Cheating in the Age of the Internet


Cheating With Internet TechnologyWhile browsing a local website dedicated to job listings, I recently came across an ad recruiting high-quality, college-level writing. When I clicked on the link, I found myself on a website dedicated to “helping” college students write academic papers. At first glance, the original posting looked like a legitimate job, but when I followed the links, it became all too clear that the website was dedicated to recruiting people who would write college-level papers for other people, rather than really tutoring and helping students write on their own. My experience is just one of a myriad of examples of how cheating is evolving in the age of the internet.

Of course, as long as school has been around, cheating has existed, but the ease and versatility involved today are simply astounding. A friend once bragged to me that her boyfriend would simply E-mail her assignments when he had an essay test to complete in class, and she would complete the assignments and send them back in real-time for him to submit by the end of the lesson. That simply could not happen before internet, laptops and mobile devices were so readily available. Whereas students used to have to find creative ways to scribble answers and formulas onto their hands, desks or inconspicuous pieces of paper, today they can have the world at their fingertips by simply sneaking a mobile device into an exam.

The possibilities are endless when it comes to cheating via the internet. In the past students might need a friend to copy from, or someone they knew who was willing to complete an assignment for them. Today, they can access unlimited resources online when they need to get an assignment done quickly. Websites like Studypool allow anyone to access help for any kind of question from tutors who will bid to win their business. This sounds like a great idea for a student who is stuck at four in the morning the night before a test, but it also offers a whole new route to cheating.

On-demand tutoring websites offer great incentives for tutors who want to make money in their free time and for students who don’t have the resources to hire a professional in their area. However, it also puts the tutors at the mercy of the students, as popularity is usually related to ratings. Tutors have complained that clients give them low ratings when they won’t agree to cheat for them. Once a tutor has negative ratings, it is obviously harder for them to generate business, so the tutors have reason to cooperate with cheating clients. This is a big problem for the online tutoring industry, as well as the classroom teachers. With the increasing popularity of online submissions, for all sorts of assignments, on any level, it is even easier for a student to recruit someone who will not only do their homework for them, but also submit the assignment with almost no effort or input from the actual student. That is a truly frightening scenario.

So how can we ensure that students are really doing their own homework, writing their own essays and solving the equations? We can’t. But there are plenty of creative ways to ensure that at least part of the work is done by the person whose name appears on the top of the paper. First of all, in addition to giving graded assignments as homework, educators can give in-class assignments, which are completed in a device-free setting. Oral presentations are another idea which requires students to take an active role in the assignment. Specifically requesting handwritten submissions, which show drafts or steps in the completion of a problem is another possible solution. There is no perfect way to ensure that there is never any cheating, but all of these suggestions can at least ensure that students are taking some ownership of their work.

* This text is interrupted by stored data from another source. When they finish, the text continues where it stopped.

PR #2123, opened 2026-08-05
[Experimental] Add NVFP4 E5M3 support and related components for model-free quantization

xin3he:
## Description

- Introduced NVFP4 E5M3 quantization scheme with high-precision QDQ weights.
- Implemented FakeActQuantLinear for runtime activation QDQ.
- Updated model-free compressor to handle NVFP4 E5M3 format.
- Enhanced FakeFormat to support NVFP4 E5M3 serialization.
- Added tests for NVFP4 E5M3 quantization and model conversion.

### Update: 
- support `fake`, `auto_round`, `llm_compressor` format
- support `auto_round:fake`, `auto_round:torch_nvfp4_e5m3`, `auto_round:cute_nvfp4_e5m3` backend

> Real Model Test [NVFP4_E5M3, Llama-3.1-8B-Instruct, lambada_openai] 
    1. BF16: 
     - time: 1min5s
     - acc: 0.7213
    
    2. auto_round format + auto_round:cute_nvfp4_e5m3 (dequant weight, qdq act)
    - time: 1min48s
    - acc: 0.7196
    
    3. auto_round format + auto_round:torch_nvfp4_e5m3 (dequant weight, qdq act)
    - time: 4min23s
    - acc: 0.7204
    
    4. llm_compressor format + auto_round:cute_nvfp4_e5m3 (dequant weight, qdq act)
    - time: 1min48s
    - acc: 0.7196
    
    5. fake format + auto_round:fake (bf16 weight, qdq act)
    - time: 3min 26
    - acc: 0.7204

## Type of Change

Experiment

## Related Issues

Fixes or relates to #

## Checklist Before Submitting

- [ ] My code has been tested locally.
- [ ] Documentation has been updated as needed.
- [ ] New or updated tests are included where applicable.
- [ ] The CUDA CI has passed. You can trigger it by commenting `/azp run Unit-Test-CUDA-AutoRound`.

PR #2245, opened 2026-08-27
Bug fix: Replace WAWrapperLinear with FakeActQuantLinear instead of Linear

xin3he:
## Description

Previous change breaks activation qdq hook https://github.com/intel/auto-round/pull/2123

## Type of Change

Bug fix

## Related Issues

Fixes or relates to #


auto_round/eval/evaluation.py
```diff
@@ -441,8 +448,11 @@ def run_model_evaluation(model, tokenizer, autoround, folders, formats, args):
         eval_folder = folders[-1] if folders else None
     else:
         eval_folder = folders
+
     # set model_type for ModelFreeCompressor.
-    model_type = detect_model_type(eval_folder)
+    # When fake+no-save, detect from the model object to avoid HF Hub access.
+    type_probe = model if (is_fake_format and not envs.AR_SAVE_FAKE_MODEL) else eval_folder
```
wenhuach21: It would be better to always use the online fake model for evaluation when combined with tuning.

wenhuach21: is torch compile supported in get_act_quant_func?

auto_round/export/formats/backends/fake.py
```diff
@@ -58,6 +80,20 @@ def save_quantized(
         serialization_dict: dict = None,
         **kwargs,
     ):
+        if not envs.AR_SAVE_FAKE_MODEL:
+            logger.warning(
```
wenhuach21: info

wenhuach21 (approved):
Thanks for the refinements. This really helps!

auto_round/export/formats/backends/fake.py
xin3he: The default behavior of other formats is saving model, so warning is better.

auto_round/eval/evaluation.py
xin3he: It is.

What has your experience been with online tutoring websites? How can we prevent or at least discourage cheating in the age of the internet? Please leave your responses in the comments below.

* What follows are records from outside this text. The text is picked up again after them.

PR #2273, opened 2026-09-01
fix: asymmetric zero-point packing, format-scoped 8-bit asym, W5/W6/W7 llm_compressor presets

avtc:
## Description

This PR fixes silent-corruption bugs in asymmetric weight packing and scopes the 8-bit-asym policy by servability:

- **llm_compressor export**: two asymmetric-packing bugs, found while quantizing a tencent/hy3 MoE model with asymmetric group search.
(1) Group zero points arrive as float32 tensors but compressed-tensors' packer requires int8, crashing with `Tensor must be quantized to torch.int8 before packing` on the first asym layer.
(2) More subtle: compressed-tensors re-quantizes with a signed integer range and clamps after adding the zero point, while auto_round uses the unsigned level convention - the unsigned zp therefore clamped every level above `2^(b-1)-1`, silently collapsing the upper half of each group's range (such exports load fine but produce garbage). Zero points are now validated against the unsigned level range `[0, 2^bits-1]` (plus finiteness/integrality - NaN passes every min/max comparison), shifted into the signed convention, and range-checked; a round-trip test verifies `(q - zp) * s` is bit-exact through the compressed-tensors pack path.
- **Native/AWQ packers**: rounding overflow could shift bits into the neighboring packed value. Integer weights are clamped to the valid range in `qlinear_torch`, `qlinear_torch_zp` and the AWQ packing path; the classic `(zp-1)` packing clamps `zp = 0` to a decodable stored 0 instead of corrupting the whole packed word (tensor paths, 2/4/8-bit and 3-bit scalar paths, and the model-free GPTQ packer; scalars are normalized to int - a float scalar zp crashed the bit-shift packing).
- **8-bit asym is scoped by what can actually serve it**: native `auto_round` / `auto_gptq` / `auto_awq` / marlin refuse it at configuration time (vLLM's GPTQ-format W8 kernels are symmetric-only and Marlin's zero points are 4-bit only), with uniform `--asym` pinning 8-bit options back to symmetric and explicit `sym: false` on 8-bit entries raising instead of failing late at pack time. The `llm_compressor` format keeps 8-bit asym: compressed-tensors represents it and vLLM serves it (Machete on SM90+ at group sizes 64/128/-1, Conch on SM80+ at group size 128 or channelwise, Humming as the fallback where enabled)), with a one-time warning for group sizes only SM90 serves. AutoScheme option pins and fixed layer pins (lm_head etc.) follow the same rule, with the effective allowance derived from the export format at layer-config generation time. A new `allow_w8_asym` flag (CLI, `AutoRound`, and `ModelFreeCompressor`) lifts every refusal and pin for serving stacks beyond stock vLLM.
- **New presets**: `W7A16`, G64/G32 group-size variants (W2-W8), and W5/W6/W7 unlocked for the `llm_compressor` format (compressed-tensors is the vLLM serving route for these widths).

## Type of Change

Bug fix / Feature (opt-in flag + presets)

## Related Issues

Not found

- [x] The CUDA CI has passed. You can trigger it by commenting `/azp run Unit-Test-CUDA-AutoRound`.


avtc:
This is a prerequisite before NeUQI addition.

Manually verified with phi-2 (full-vocab fp32 KL vs the base model, openwebtext 8x8192, streaming dequant student - bit-exact against compressed-tensors' own decompressor modulo the intended bf16 cast):

**1. SignRound asym + quant_lm_head + llm_compressor** - the tensor-zp int8 cast + signed-convention shift on an outside-block layer. Branch: clean export. Main: crashes at export after tuning completes (`Tensor must be quantized to torch.int8 before packing`).

```bash
autoround --model microsoft/phi-2 --asym --iters 1 --quant_lm_head --nsamples 16 \
  --format auto_round:llm_compressor --output_dir /tmp/t1_asym_lmhead
```

**2. Uniform W8A16 --asym** - the silent-corruption comparison. A correct asym quantization is never worse than sym, so the W8-sym run is the control:

| same protocol | mean | median | p99 | top1 | logit bias |
|---|---|---|---|---|---|
| W8 sym (control) | 0.0230 | 0.0185 | 0.0980 | 94.2% | -0.004 |
| W8 asym, **main** | 0.0356 | 0.0273 | 0.1624 | 92.3% | -0.084 |
| W8 asym, this branch + llm_compressor | 0.0234 | 0.0189 | 0.0986 | 93.8% | -0.012 |

On main the export succeeds but zero points above 127 wrap negative in the int8 cast: 1.55x the control with a 20x larger logit bias, and vLLM refuses the artifact at load (`Unsupported packing_format: auto_round`). On this branch the native-format route is refused at startup with a message pointing at the servable alternatives, and the llm_compressor route lands at parity with the control and loads/serves in vLLM (compressed-tensors WNA16 kernel path).

```bash
autoround --model microsoft/phi-2 --iters 0 --scheme W8A16 --asym \
  --format auto_round:llm_compressor --output_dir /tmp/w8asym_llmc   # branch
```

**3. AutoScheme mixed-bits with --asym + llm_compressor** - W7A16G32 + W8A16 at avg 7.75 bits. Branch: completes, 0.0239 mean / 0.0192 median / p99 0.1009 / 93.9% top1 - parity with the same run where 8-bit entries were forced symmetric (0.0242 / 0.0195 / 0.1028 / 93.6%); at 8 bits both are near-lossless, the point is the path. Main cannot run it: no G32 preset, and with plain widths it dies at export with the same int8 error as test 1, after the whole scoring pass.

```bash
autoround --model microsoft/phi-2 --avg_bits 7.75 --options "W7A16G32,W8A16" \
  --asym --iters 0 --format auto_round:llm_compressor --output_dir /tmp/t3_as_llmc
```

avtc:
I have found that LLM compressor supports int8 asym pack and load in vllm and serve, so will do changes to this PR to block only unsupported paths, with explicit --allow_w8_asym to bypass checks/overrides.

Update: PR description/comment/logic updated with improvements and self-review fixes

auto_round/compressors/model_free.py
```diff
@@ -519,12 +519,13 @@ def __init__(
...
         layer_config: Optional[dict] = None,
         ignore_layers: str = "",
-        format: str = "auto_round",
+        format: Optional[str] = None,
         device: str = "cpu",
         quant_lm_head: bool = False,
         quant_nontext_module: bool = False,
         enable_torch_compile: Optional[bool] = None,
         disable_opt_rtn: bool = False,
+        allow_w8_asym: bool = False,
```
xin3he: I think this patch is not necessary for model_free.py. Only sym is supported here.

auto_round/compressors/model_free.py
```diff
@@ -519,12 +519,13 @@ def __init__(
         scheme: Union[str, QuantizationScheme] = "W4A16",
         layer_config: Optional[dict] = None,
         ignore_layers: str = "",
-        format: str = "auto_round",
+        format: Optional[str] = None,
```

2 Responses to Cheating in the Age of the Internet

  1. Jane says:

    I was working with a McGraw Hill online curriculum that had a “review” feature thatballowes students to check answers. One kid recorded the answers on his phone. Later when he passed the test in record time, I was accused of giving him the answers and was disciplined. How do you like that??LOL

    • Erit says:

      Thanks for your input Jane. Your story added a whole new dimension to the discussion. When using someone else’s curriculum, it can be even more difficult to prevent students from cheating. While it may seem like an easy solution to just write all of our own tests, some schools prefer to have streamlined assessments which are included with the textbooks, and that makes it much more difficult to ensure that students don’t have access to test questions and answers online in advance.